## INFORMATION SHOWN
PR #1748, opened 2015-11-23
Support an explicit rollback action

ajordens:
- `Rollback` becomes an server group action on enabled server groups

### DIFF
--- a/app/scripts/modules/amazon/common/footer.directive.js
+++ b/app/scripts/modules/amazon/common/footer.directive.js
@@ -3,15 +3,15 @@
 let angular = require('angular');
 
 module.exports = angular
-  .module('spinnaker.amazon.serverGroup.details.resize.footer.directive', [
+  .module('spinnaker.amazon.footer.directive', [
   ])
-  .directive('awsResizeFooter', function () {
+  .directive('awsFooter', function () {
     return {
       restrict: 'E',
-      templateUrl: require('./resizeFooter.directive.html'),
+      templateUrl: require('./footer.directive.html'),
       scope: {},
       bindToController: {
-        resize: '&',
+        action: '&',
         isValid: '&',
         cancel: '&',
       },
--- a/app/scripts/modules/amazon/serverGroup/details/rollback/rollbackServerGroup.html
+++ b/app/scripts/modules/amazon/serverGroup/details/rollback/rollbackServerGroup.html
@@ -1,0 +1,37 @@
+<div modal-page class="confirmation-modal">
+  <task-monitor monitor="taskMonitor"></task-monitor>
+  <form role="form">
+    <modal-close></modal-close>
+    <div class="modal-header">
+      <h3>Rollback {{serverGroup.name}}</h3>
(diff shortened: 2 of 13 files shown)


ajordens:
PTAL @anotherchrisberry.

As far as those directives go, I pulled them up a bit but left them in `aws`. I'm sure there's a more appropriate long-term place.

## WORK TO BE COMPLETED
Pull out all lines from the entries above that include the word "modal".

## EXERCISE RESULT
+<div modal-page class="confirmation-modal">
+    <modal-close></modal-close>
+    <div class="modal-header">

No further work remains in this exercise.